There might be justification for this stretching of legal doctrine if there was any showing of an intention on the part of the Government to make permanent use of the plaintiffs’ land. But, as I have said, the Government’s lease on the airport ends six months after the end of the war. Hence it is having a permanent easement forced upon i-t which it has no use for and should not be obliged to pay for. In the case of Portsmouth Harbor Land & Hotel Co. v. United States, 260 U.S. 327, 43 S.Ct. 135, 67 L.Ed. 287, the court held that if the Government’s installation of a coastal defense battery was with the intent of maintaining it there in time of peace, and firing projectiles across the plaintiff’s land whenever it chose to do so', that would constitute a taking for which compensation should be made, but if it was merely placed as a defensive measure in time of war, it would nor constitute a taking. This decision supports the idea which I have expressed above that the Government is privileged to carry on activities in wartime which may be harmful to landowners, which activities would not be privileged in time of peace.
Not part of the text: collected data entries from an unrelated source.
PR #6976, opened 2019-10-14
IGNITE-6804 Warning if unordered map used in locking cache operation.

alamar:


modules/core/src/main/java/org/apache/ignite/IgniteCache.java
```diff
@@ -639,6 +639,10 @@
      * <p>
      * Please refer to documentation for {@link CacheAtomicityMode#ATOMIC} for information on
      * system behavior in crash scenarios for atomic caches.
+     * <p>
```
dmagda: Ilya, how about this version? I would use it here and in similar places below.

_Note, always pass the keys in ordered maps like TreeMap to avoid distributed deadlocks. Ignite always locks/accesses the keys in a way they ordered within a data structure. Don't use unordered maps like HashMap to avoid distributed deadlocks that happen if this or similar method is called by multiple threads/applications and keys are passed in an unordered map._

modules/core/src/main/java/org/apache/ignite/internal/processors/cache/GridCacheAdapter.java
```diff
@@ -5175,6 +5197,58 @@ protected final void validateCacheKeys(Iterable<?> keys) {
...
+        if (m instanceof SortedMap || m instanceof LinkedHashMap || m instanceof GridSerializableMap)
+            return;
+
+        Transaction tx = ctx.kernalContext().cache().transactions().tx();
+        if (tx != null && !tx.implicit() && tx.concurrency() == OPTIMISTIC)
+            return;
+
+        LT.warn(log, "Unordered map of type " + m.getClass().getSimpleName() +
+            " was passed to " + op + " operation on cache: " + name() + ". " +
+            "Locking order of keys cannot be guaranteed - this will lead to deadlock! " +
```
dmagda: Please rephrase this sentence a bit - "Unordered map {type} is used for {name} operation. This can lead to a distributed deadlock. Switch to a sorted map like TreeMap instead"

Let's use it in similar places below.

modules/core/src/main/java/org/apache/ignite/IgniteCache.java
alamar: I think this is a good passage for dedicated docs page, but not for copying over and over across javadoc. I will check my message to see if it can be improved.

modules/core/src/main/java/org/apache/ignite/internal/processors/cache/GridCacheAdapter.java
```diff
@@ -5176,6 +5196,62 @@ protected final void validateCacheKeys(Iterable<?> keys) {
...
+     *
+     * Issues developer warning otherwise.
+     *
+     * @param coll Collection to examine.
+     */
+    protected void checkKeysOrdered(Collection coll, String op) {
+        if (coll == null || coll.size() <= 1)
+            return;
+
+        if (coll instanceof SortedSet || coll instanceof GridCacheAdapter.KeySet)
```
agura: Why `GridCacheAdapter.KeySet` is allowed?

modules/core/src/main/java/org/apache/ignite/internal/processors/cache/GridCacheAdapter.java
```diff
@@ -5176,6 +5196,62 @@ protected final void validateCacheKeys(Iterable<?> keys) {
...
+        if (curTxDeadlockDetecting())
+            return;
+
+        LT.warn(log, "Unordered collection " + coll.getClass().getSimpleName() +
+            " is used for " + op + " operation on cache " + name() + ". " +
+            "This can lead to a distributed deadlock. Switch to a sorted set like TreeSet instead.");
+    }
+
+    /** */
+    private boolean curTxDeadlockDetecting() {
```
agura: Will not work for `tx.concurrency() == PESSIMISTIC`. Deadlock detection works for both optimistic and pessimistic transactions.

modules/core/src/main/java/org/apache/ignite/internal/processors/cache/local/atomic/GridLocalAtomicCache.java
```diff
@@ -650,6 +652,8 @@ public GridLocalAtomicCache(GridCacheContext<K, V> ctx) {
         if (keyCheck)
             validateCacheKeys(keys);
 
+        checkKeysOrdered(keys, "Invoke All");
```
agura: Here should be `"Invoke All Sync"` operation.

modules/core/src/main/java/org/apache/ignite/internal/processors/cache/local/atomic/GridLocalAtomicCache.java
```diff
@@ -717,6 +723,8 @@ public GridLocalAtomicCache(GridCacheContext<K, V> ctx) {
         if (keyCheck)
             validateCacheKeys(map.keySet());
 
+        checkKeysOrdered(map, "Invoke All");
```
agura: Here should be `"Invoke All Sync"` operation.

modules/core/src/main/java/org/apache/ignite/internal/processors/cache/local/atomic/GridLocalAtomicCache.java
```diff
@@ -858,9 +866,6 @@ private Object updateAllInternal(GridCacheOperation op,
         boolean readThrough,
         boolean keepBinary
     ) throws IgniteCheckedException {
-        if (keyCheck)
```
agura: Unsafe change. This method could be invoked form `puAll0()` for example. The same for `GridDhtAtomicCache`.

alamar: I have checked absolutely all callers of this method, and they all have key check upstream. putAll0 has this check in upstream putAll.

I think we never need to repeat it here. I can add javadoc stating that keys need to already be checked.

modules/core/src/main/java/org/apache/ignite/internal/processors/cache/local/atomic/GridLocalAtomicCache.java
alamar: Do you mean "Async"?? Others also

modules/core/src/main/java/org/apache/ignite/internal/processors/cache/GridCacheAdapter.java
alamar: Invoked by our own code, no warning is needed.

modules/core/src/main/java/org/apache/ignite/internal/processors/cache/GridCacheAdapter.java
```diff
@@ -5176,6 +5196,62 @@ protected final void validateCacheKeys(Iterable<?> keys) {
...
+     *
+     * Issues developer warning otherwise.
+     *
+     * @param m Map to examine.
+     */
+    protected void checkKeysOrdered(Map m, String op) {
+        if (m == null || m.size() <= 1)
+            return;
+
+        if (m instanceof SortedMap || m instanceof GridSerializableMap)
```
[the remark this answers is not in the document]
alamar: Invoked by our own code, no warning is needed.

modules/core/src/main/java/org/apache/ignite/IgniteCache.java
```diff
@@ -898,6 +902,11 @@
 
     /**
      * {@inheritDoc}
+     * <p>
+     * Keys are locked in the order in which they appear in map. It is caller's responsibility to
+     * make sure keys always follow same order, such as by using {@link TreeMap}. Using unordered map,
+     * such as {@link HashMap}, while calling this method in parallel <b>will lead to deadlock</b>.
```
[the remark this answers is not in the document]
alamar: Will Do

modules/core/src/main/java/org/apache/ignite/internal/processors/cache/local/atomic/GridLocalAtomicCache.java
agura: Yes, I do.

modules/core/src/main/java/org/apache/ignite/internal/processors/cache/local/atomic/GridLocalAtomicCache.java
agura: Okay.

modules/core/src/main/java/org/apache/ignite/internal/processors/cache/GridCacheAdapter.java
```diff
@@ -5176,6 +5198,91 @@ protected final void validateCacheKeys(Iterable<?> keys) {
...
+
+        if (op == BulkOperation.GET && tx == null)
+            return true;
+
+        return false;
+    }
+
+    /** */
+    protected enum BulkOperation {
+        GET("Get All"),
```
agura: It seems that `title` is redundant.  We know that operation is bulk and we know operation type, it is enough.

modules/core/src/main/java/org/apache/ignite/internal/processors/cache/GridCacheAdapter.java
```diff
@@ -5176,6 +5198,91 @@ protected final void validateCacheKeys(Iterable<?> keys) {
...
+        LT.warn(log, "Unordered collection " + coll.getClass().getSimpleName() +
+            " is used for " + op.title() + " operation on cache " + name() + ". " +
+            "This can lead to a distributed deadlock. Switch to a sorted set like TreeSet instead.");
+    }
+
+    /** */
+    private boolean curTxDeadlockDetecting(BulkOperation op) {
+        Transaction tx = ctx.kernalContext().cache().transactions().tx();
+
+        if (tx != null && !tx.implicit() &&
```
agura: What is `!tx.implicit()` check's purpose? Deadlock is still possible for implicit transaction.

modules/core/src/main/java/org/apache/ignite/internal/processors/cache/GridCacheAdapter.java
```diff
@@ -5176,6 +5198,91 @@ protected final void validateCacheKeys(Iterable<?> keys) {
...
+            ((ctx.tm().deadlockDetectionEnabled() && tx.timeout() > 0L) ||
+            (tx.concurrency() == OPTIMISTIC && tx.isolation() == SERIALIZABLE) ||
```
agura: Deadlock is impossible for `tx.concurrency() == OPTIMISTIC && tx.isolation() == SERIALIZABLE`.

modules/core/src/main/java/org/apache/ignite/internal/processors/cache/GridCacheAdapter.java
```diff
@@ -5176,6 +5198,91 @@ protected final void validateCacheKeys(Iterable<?> keys) {
...
+            (tx.concurrency() == PESSIMISTIC && tx.isolation() == READ_COMMITTED)))
```
agura: Deadlock is possible for any pessimistic transaction. Why do you ignore read-committed?

modules/core/src/main/java/org/apache/ignite/internal/processors/cache/local/atomic/GridLocalAtomicCache.java
alamar: I have dropped "Async" indication altogether, it will be misreported often.

modules/core/src/main/java/org/apache/ignite/internal/processors/cache/GridCacheAdapter.java
```diff
@@ -5176,6 +5198,91 @@ protected final void validateCacheKeys(Iterable<?> keys) {
...
+     */
+    protected void checkKeysOrdered(Collection coll, BulkOperation op) {
+        if (coll == null || coll.size() <= 1)
+            return;
+
+        if (coll instanceof SortedSet || coll instanceof GridCacheAdapter.KeySet)
+            return;
+
+        // To avoid false positives, once removeAll() is called, cache will never issue Remove All warnings.
+        if (ctx.lastRemoveAllJobFut().get() != null && op == BulkOperation.REMOVE)
```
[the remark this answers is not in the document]
alamar: Yes, this is a possible case where we can't detect problem - once cache is cleared even once we never report removeAll(). I could not figure out a way to mitigate it.

modules/core/src/main/java/org/apache/ignite/internal/processors/cache/GridCacheAdapter.java
alamar: I will improve title so it is not redundant.

modules/core/src/main/java/org/apache/ignite/internal/processors/cache/GridCacheAdapter.java
```diff
@@ -5176,6 +5198,91 @@ protected final void validateCacheKeys(Iterable<?> keys) {
...
+        if (m == null || m.size() <= 1)
+            return;
+
+        if (m instanceof SortedMap || m instanceof GridSerializableMap)
+            return;
+
+        if (curTxDeadlockDetecting(op))
+            return;
+
+        LT.warn(log, "Unordered map " + m.getClass().getSimpleName() +
```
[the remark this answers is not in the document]
alamar: will do

modules/core/src/main/java/org/apache/ignite/internal/processors/cache/GridCacheAdapter.java
alamar: If tx is implicit we will actually report tx as not detecting, i.e. warning will be issued.

I took this condition from @agoncharuk I guess

modules/core/src/main/java/org/apache/ignite/internal/processors/cache/GridCacheAdapter.java
alamar: This is what we are checking for.

modules/core/src/main/java/org/apache/ignite/internal/processors/cache/GridCacheAdapter.java
alamar: I could not reproduce read-committed deadlocks, and you have confirmed that it should not happen. This is for getAll especially. I can try to reproduce it.

alamar: I can get them for putAll, but not getAll. I will update code to reflect this finding.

But I suppose it also shows the court’s reluctance to saddle upon the Government the burden of paying the permanent value of land or interests in land for which it has no desire or use, it merely needing the use for the temporary period of the emergency. I think, therefore, that if the court concludes that the Government’s repeated trespasses amount to the taking of an easement, it should award compensation for that easement, and for the incidental damage -to the land, only down to the time of judgment, and should retain the case for the award of further compensation when the Government’s use of the airport, and its easement, terminate at the end of the war. In this way the court could avoid compensating the plaintiffs in an amount several times as great as. any loss which they will, in all probability, suffer.
JONES, Judge, took no part in the decision of this case.